К и р о в. Осторожно!
Киров подхватывает его под руку, провожая взглядом стаю пролетевших над ними голубей. Так и застает его Павлов, с головой, поднятой кверху, с мечтательной детской улыбкой на лице.
— Киров!
— Павлов!
Обычная форма знакомства кажется сейчас особенно странной. Это ощущают и все окружающие их. Все замерли в почтительном и напряженном ожидании. Молчание нарушает Киров:
— Ваш сотрудник, Иван Петрович, рассказывал мне о врожденности инстинктов, а я, признаться, о другом думал. Я ведь в детстве страстный голубятник был.
Этот коренастый, крепкий человек, с открытым лицом, так неожиданно вспомнивший свои детские увлечения, приятен Павлову.
П а в л о в (улыбаясь). Голуби вам, значит, понравились? А теперь мы вам обезьян покажем.
К и р о в (весело). Ну что ж, обезьян, так обезьян.
Обменявшись взглядами, оба усмехаются и идут дальше. Сопровождающие их сотрудники института двинулись вслед за ними.
П а в л о в. Нет, нет, мы уж сами.
Они идут аллеей молодых, вновь посаженных деревьев.
П а в л о в (усмехнувшись). Мне вот целый город строят, и щедрость эта меня, признаюсь, пугает. Ведь миллионы… А вдруг даром?

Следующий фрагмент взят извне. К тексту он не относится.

PR #4205, opened 2022-11-01
encoder: Add helper object

kingthorin:
- CHANGELOG > Add breaking change note, and templates change note.
- EncodeDecodeScriptHelper > The new utility object to be passed into scripts.
- EncodeDecodeScript > Updated to handle the new utility object.
- ScriptBasedEncodeDecodeProcessor > Updated to pass in a new utility object.
- EncodeDecodeProcessor > Added convenience method returning the predefined processors.
- Message.properties > Added supporting key/value pair.
- EncodeDecodeDefaultTemplate.js > Added new helper object and jsdoc.
- rot13.js > Added new helper object.
- NewHasher.js > A new template which illustrates how to script the internal Hasher to create other Java based hashers (sha3, etc as might become available in future JREs).
- encoder.gradle.kts > Promoted to release status.
- gradle.properties > Version rolled to 1.0.0 per semver and breaking changes.

### DIFF
--- a/addOns/encoder/src/main/java/org/zaproxy/addon/encoder/processors/script/EncodeDecodeScriptHelper.java
+++ b/addOns/encoder/src/main/java/org/zaproxy/addon/encoder/processors/script/EncodeDecodeScriptHelper.java
@@ -1,0 +1,80 @@
+/*
+ * Zed Attack Proxy (ZAP) and its related class files.
+ *
+ * ZAP is an HTTP/HTTPS proxy for assessing web application security.
+ *
+ * Copyright 2022 The ZAP Development Team
+ *
+ * Licensed under the Apache License, Version 2.0 (the "License");
+ * you may not use this file except in compliance with the License.
+ * You may obtain a copy of the License at
+ *
+ *     http://www.apache.org/licenses/LICENSE-2.0
+ *
+ * Unless required by applicable law or agreed to in writing, software
+ * distributed under the License is distributed on an "AS IS" BASIS,
+ * WITHOUT WARRANTIES OR CONDITIONS OF ANY KIND, either express or implied.
+ * See the License for the specific language governing permissions and
+ * limitations under the License.
+ */
+package org.zaproxy.addon.encoder.processors.script;
+
+import org.parosproxy.paros.Constant;
+import org.zaproxy.addon.encoder.processors.EncodeDecodeProcessor;
+import org.zaproxy.addon.encoder.processors.EncodeDecodeProcessorItem;
+import org.zaproxy.addon.encoder.processors.EncodeDecodeProcessors;
+import org.zaproxy.addon.encoder.processors.EncodeDecodeResult;
+import org.zaproxy.addon.encoder.processors.predefined.DefaultEncodeDecodeProcessor;
+
+public class EncodeDecodeScriptHelper {
+
+    private static final EncodeDecodeScriptHelper INSTANCE = new EncodeDecodeScriptHelper();
+
+    public static EncodeDecodeScriptHelper getSingleton() {
+        return INSTANCE;
+    }
+    /**
+     * Returns the processor with the given identified, or a default processor which will state the
+     * sought one was not found.
+     *
+     * @param id of the processor to be returned.
+     * @return the {@code EncodeDecodeProcessor} which was requested, or a default processor.
+     */
+    public EncodeDecodeProcessor getProcessorById(String id) {
+        for (EncodeDecodeProcessorItem item : EncodeDecodeProcessors.getPredefinedProcessors()) {
+            if (item.getId().equalsIgnoreCase(EncodeDecodeProcessors.PREDEFINED_PREFIX + id)) {
+                return item.getProcessor();
+            }
+        }
+        return getDefaultProcessor(id);
+    }
+
+    private DefaultEncodeDecodeProcessor getDefaultProcessor(String id) {
+        return new DefaultEncodeDecodeProcessor() {
+            @Override
+            protected String processInternal(String value) throws Exception {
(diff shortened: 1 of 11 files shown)


addOns/encoder/src/main/java/org/zaproxy/addon/encoder/processors/script/EncodeDecodeScriptHelper.java
```diff
@@ -0,0 +1,77 @@
...
+import org.zaproxy.addon.encoder.processors.EncodeDecodeProcessor;
+import org.zaproxy.addon.encoder.processors.EncodeDecodeProcessorItem;
+import org.zaproxy.addon.encoder.processors.EncodeDecodeProcessors;
+import org.zaproxy.addon.encoder.processors.predefined.DefaultEncodeDecodeProcessor;
+
+public class EncodeDecodeScriptHelper {
+
+    public EncodeDecodeScriptHelper() {
+        // Nothing to do
+    }
```
kingthorin, line 33: I'm sure there's something to be tweaked here to make it more of a utility class, but I was having trouble with loading/un-loading the add-n and getting things to behave. I'm quite sure it was dumb windows stuff,.

kingthorin:
There is likely other functionality that might be worth adding to the helper, I just wasn't sure at this point.

Here's what I had been testing it with:
```js
var EncodeDecodeResult = Java.type("org.zaproxy.addon.encoder.processors.EncodeDecodeResult");

/**
 * Process the input value and return the encoded/decoded/hashed etc. value
 *
 * Use EncodeDecodeResult.withError("Error Description") to provide an error description
 * inside the result view
 *
 * @param {String} value - The input value
 * @param {EncodeDecodeScriptHelper} helper - A helper object with various utility methods.
 *     For more details see https://github.com/zaproxy/zap-extensions/tree/main/addOns/encoder/src/main/java/org/zaproxy/addon/encoder/processors/script/EncodeDecodeScriptHelper.java
 * @returns {EncodeDecodeResult} - The value that was encoded/decoded/hashed etc.
 */
function process(value, helper){
	var hasher = helper.getProcessorById("md5hash");
	var out = hasher.process(value).getResult();
	return new EncodeDecodeResult(out.toLowerCase());
}
```

As for the unit tests, even with passing a new mocked object they're failing. Which I don't get because none of them need the new object.

kingthorin:
If we made the interface have two methods process(value) and process(value, helper) with default implementations would that address the user getting errors stating they didn’t implement the proper method? While also allow either old or ‘new’ scripts?
(I guess technically they could create a script with neither method but that should be obviously problematic.)

process(value) could even just implement process(value, helper) instantiating a new helper??

thc202:
Default methods don't work with all engines, you can always catch the exception and call the old method though.

> There is likely other functionality that might be worth adding to the helper, I just wasn't sure at this point.

I'd suggest adding something like, e.g.: `helper.newResult(String)` and `newError(String)` to simplify the handling of the result (the extra import should not be needed). IMO we can go further and drop the return of the result/error and just set it through the `helper`.

thc202:
Yes.

addOns/encoder/src/main/java/org/zaproxy/addon/encoder/processors/script/EncodeDecodeScriptHelper.java
```diff
@@ -0,0 +1,77 @@
...
+
+    /**
+     * Returns the first predefined processor with an id that matches based on a string contains
+     * condition ignoring case, or a default processor which will state the sought one was not
+     * found. Ex: "md5" would match "md5hash" or "urle" would match "urlencode".
+     *
+     * @param id of the processor to be returned.
+     * @return the first {@Code EncodeDecodeProcessor} matched, or a default processor.
+     */
+    public EncodeDecodeProcessor getProcessorByFuzzyMatch(String id) {
```
thc202, line 59: What's the use case for this one? This is not that reliable, tomorrow we might add a processor that overlaps an existing name and the script would get a different processor than expected.

kingthorin: I guess. I just figured there isn't always a good way for users to know what the IDs are.

thc202: We can link to the existing code which has the names or explicitly expose the predefined processors through a method (e.g. `getMd5Hasher()`), either way if we publish the JavaDoc the user can check the IDs or the methods there.

kingthorin:
```js
/**
 * Process the input value and return the encoded/decoded/hashed etc. value
 *
 * Use helper.newError("Error Description") to provide an error description
 * inside the result view.
 *
 * @param {String} value - The input value
 * @param {EncodeDecodeScriptHelper} helper - A helper object with various utility methods.
 *     For more details see https://github.com/zaproxy/zap-extensions/tree/main/addOns/encoder/src/main/java/org/zaproxy/addon/encoder/processors/script/EncodeDecodeScriptHelper.java
 * @returns {EncodeDecodeResult} - The value that was encoded/decoded/hashed etc. easiest via helper.newResult(result).
 */
function process(value, helper){
	var hasher = helper.getProcessorById("md5hash");
	var out = hasher.process(value).getResult();
	return helper.newResult(out.toLowerCase());
}
```

kingthorin:
It seems like the `process` call in the unit tests is always returning null now. I think because of the way the helper constructor is being used in the process call. I’ve tried a bunch of things like declaring/instantiating it first. Some iterations around `withConsteuction`, etc I haven’t been able to get it working. I might need someone to help me with the testing code.

kingthorin:
I think I've addressed all the feedback from earlier via IRC.

psiinon (approved):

А? Деньги-то ведь народные.
К и р о в. Народ вам их дает от всего сердца и с уверенностью, что вы работаете для его счастья.
П а в л о в (улыбаясь). Так вот вы за народ все и знаете!
К и р о в. Именно так, Иван Петрович, а иначе нам и цена была бы грош.
Они стоят перед вольером обезьян. Там Рафаэль перед грудой палок. Ящик с отверстием. Рафаэль сует туда палки, но они велики по диаметру. Секунду Рафаэль размышляет, почесываясь и отвесив нижнюю губу. Наконец, выбрав самую тонкую палку, он сует ее в отверстие. Ящик открывается. Издав восторженное урчание, Рафаэль хватает яблоко, находившееся на дне.